1935 – Collins suggested to Elliot to write market letters with his forecasts that Collins would distribute to a select group of friends. Collins also sent Elliot a book — On the Relation of Phyllotaxis to Mechanical Laws — which detailed the arrangement of leaves on the stems of plants, some of which corresponded to the Fibonacci sequence. This was probably Elliot's first introduction to the Fibonacci numbers.
1938 – Collins and Elliot collaborated on a book, The Wave Principle, which was published on August 31. The book was predicated on the main principle that "human activities indicates that practically all developments which result from our social-economic processes follow a law that causes them to repeat themselves in similar and constantly recurring serials of waves or impulses of definite number and pattern" and that "The stock market illustrates the wave impulse common to social-economic activity."
He moved back to Brooklyn, New York to focus on his new career, and on November 10, he started to publish a market letter with his analysis and forecasts of the stock market.
1939 – Elliot was commissioned to write 12 articles on the Wave Principle for Financial World magazine.
1940 – Since 1935, Collins had been sending Elliot books about the Fibonacci numbers and their observance in the natural world, and, at this time, Elliot had read a translation of Leonardo Fibonacci's original works as well as other books detailing the Fibonacci ratio (aka golden ratio) in the natural world.
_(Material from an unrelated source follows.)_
PR #9078, opened 2022-11-27
Fix Zangoose learnsets and give Pichu family Volt Tackle

DaWoblefet:
What should probably be Zangoose's egg moves are actually listed in its reminder moves: https://pastebin.com/N9Zgp9Qj

Not 100% sure on the source yet for Pichu.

In an Educational Bulletin, entitled, How the Wave Principle Works, and its Correlation with Mathematical Laws, he expands the Wave Principle to collective human behavior.
1940 - 1944 – Motivated by his increased popularity with the financial community, he published a series of Interpretive Letters (1940 - 1945), refining his ideas, and also the Educational Bulletins (1940 - 1944), in which he discussed the technical aspects of the Wave Principle and expanded the theory to account for the collective human behavior. During the early 1940's, he incorporated the Fibonacci sequence and the Golden Ratio into his ideas.
1946 – Elliot published his last book on June 10, Nature's Law – The Secret of the Universe, based not only on his previous book, but also on the content in the Interpretive Letters and Educational Bulletins.
1948 – R. N. Elliot dies on January 15 from chronic myocarditis.
This timeline is based on the excellent A Biography of Ralph Nelson Elliot by Robert R. Prechter, Jr., which is part of the book, R. N. Elliot's Masterworks.